Encontro aquilo que procuro. Pego sem nem sequer pensar duas vezes. Saio andando na ponta dos pés. Só não escondo por completo o apetrecho ligeiramente grosso e retangular para evitar ser acusado de tentativa de roubo. Imagina a vergonha?
De longe, vejo o caixa e noto apenas dois vendedores. Quem escolher? Era impossível determinar a melhor fila. Achei por bem ficar "no meio" (um pé em cada fila). Arrisquei. Claramente me deixei ser conduzido pela sorte.
Calhou de ser um atendente novato e disposto a seguir minuciosamente todo o protocolo de venda. Tinha muitas tatuagens, alguns anéis e cabelo repleto de gel. Novamente, desconsiderei um contato visual mais aprofundado. Talvez tenha sido até rude da minha parte.
"Tem cupom de desconto?". "Já é nosso cliente?". "Quer ser nosso cliente?". "É para presente?". "Não pretende comprar mais nada?". "Qual é a forma de pagamento?". "Deseja colocar NIF?". "Quer saco?". Foi uma orquestra sinfônica de "nãos".
Paguei, coloquei o objeto misterioso debaixo dos braços e prontamente deixei o estabelecimento. Sem deixar rastros. Apenas cinco ou seis passos depois, surge o arrependimento mais do que óbvio: deveria ter pedido um saco. Um embrulho qualquer, sei lá.

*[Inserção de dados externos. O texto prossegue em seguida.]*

PR #9907, opened 2025-02-13
AG-14024 - agSkeletonCellRenderer should not be used with RowNumbers column

gportela85:
https://ag-grid.atlassian.net/browse/AG-14024

### DIFF
--- a/packages/ag-grid-community/src/rendering/cell/cellCtrl.ts
+++ b/packages/ag-grid-community/src/rendering/cell/cellCtrl.ts
@@ -269,13 +269,18 @@ export class CellCtrl extends BeanStub {
 
         // if node is stub, and no group data for this node (groupSelectsChildren can populate group data)
         const isSsrmLoading = rowNode.stub && rowNode.groupData?.[column.getId()] == null;
-        if (isSsrmLoading) {
+        const colDef = column.getColDef();
+        const isCellRenderer = this.isCellRenderer();
+
+        if (isSsrmLoading || isCellRenderer) {
             const params = this.createCellRendererParams();
-            compDetails = _getLoadingCellRendererDetails(userCompFactory, column.getColDef(), params);
-        } else if (this.isCellRenderer()) {
-            const params = this.createCellRendererParams();
-            compDetails = _getCellRendererDetails(userCompFactory, column.getColDef(), params);
+            if (!isSsrmLoading || isRowNumberCol(column)) {
+                compDetails = _getCellRendererDetails(userCompFactory, colDef, params);
+            } else {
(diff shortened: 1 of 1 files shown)


packages/ag-grid-enterprise/src/cellRenderers/loadingCellRenderer.ts
```diff
@@ -13,7 +18,47 @@ export class LoadingCellRenderer extends Component implements ILoadingCellRender
...
+        if (isEmbedFullWidthRows && (!pinned || isLeftPinned === isRtl)) {
+            return;
+        }
+
+        const eGui = this.getGui();
+        const propSuffix = gos.get('enableRtl') ? 'right' : 'left';
+        eGui.style.setProperty(`padding-${propSuffix}`, '0');
+        const cell = rowNumbersSvc?.getPlaceholderCellForNode(node);
+
+        if (cell) {
```
peterjrreynolds: Don't need this check or the `rowNumbersSvc?` above, as `rowNumbersSvc` must be defined at this point

packages/ag-grid-enterprise/src/cellRenderers/loadingCellRenderer.ts
```diff
@@ -13,7 +18,47 @@ export class LoadingCellRenderer extends Component implements ILoadingCellRender
...
-        params.node.failedLoad ? this.setupFailed() : this.setupLoading();
+        const { node, pinned } = params;
+        node.failedLoad ? this.setupFailed() : this.setupLoading();
+
+        if (this.gos.get('rowNumbers')) {
+            this.injectRowNumbersAtStart(node, pinned);
+        }
+    }
+
+    private injectRowNumbersAtStart(node: IRowNode, pinned?: ColumnPinnedType): void {
```
peterjrreynolds: SSRM is more likely to be used than row numbers, so ideally the majority of the contents of this method would live in the row numbers service so as to offer better bundle size optimisation.

gportela85: The majority of the contents have been isolated to `const cell = rowNumbersSvc.getPlaceholderCellForNode(node);`

The part that was left here, is related to the Cell Renderer itself (eg. how to embed the extra content when using RTL, or embedFullWidthRows, removing padding to the eGui of the renderer)
Also, the listener to change the width of the Row Number place holder should be removed from the element once the Loading Cell Renderer is destroyed.
I left everything else in the `rowNumbersSvc`.

peterjrreynolds (approved):

PR #9912, opened 2025-02-14
AG-14096 - Fix integrated charts automated example on mobile

taktran:
* Remove `pointer-events: none` that was preventing the script from interacting with the example from https://github.com/ag-grid/ag-charts/pull/2415
* Add `ignoreError` action property to keep going if there is an error. Needed for when the context menu or dropdown menu is open and user interacts with the page


markdurrant (approved):
LGTM 👍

Havia então mais uma árdua missão a cumprir. Apertei o passo na direção da saída para o estacionamento. Quando estava próximo de atingir o destino final, mesmo muito perto, escuto uma tímida voz: "Bruno?".
Quis o destino que um torcedor do Sporting me reconhecesse ao pé das escadas. Sorridente. Respeitoso. Estava vestido de azul e acompanhado da esposa, também muito simpática.
Se identificou como André, disse que morava na Inglaterra e estava em Portugal para assistir ao jogo contra o Manchester City na Liga dos Campeões. Bela coincidência.
Nos cumprimentamos. Trocamos algumas (longas) palavras. Falamos da saída de Ruben Amorim e do momento atual do futebol português. Tudo isso, claro, sem fazer notar aquilo que tinha "escondido" no canto do meu corpo.
Foram segundos que duraram uma eternidade. Finalizamos a conversa com um outro (forte) aperto de mãos. Também uma foto. Antes de partir, ainda me despedi com uma brincadeira: "Parabéns pelo bicampeonato!". Rimos os três.
Foi por um triz, mas passei ileso. Achei por bem, desta vez, experimentar uma espécie de "marcha atlética" até chegar ao carro. Coração acelerado. Um pouco de suor no rosto.
Consegui. Abri a porta e logo sentei. Ali mesmo, ainda ofegante, no meio daquela escuridão, percebi que toda a epopeia foi desnecessária. Totalmente estúpida. Coloquei o recém-comprado livro no colo e folheei as primeiras páginas do "Azul até ao Fim", a biografia do ex-presidente portista Jorge Nuno Pinto da Costa.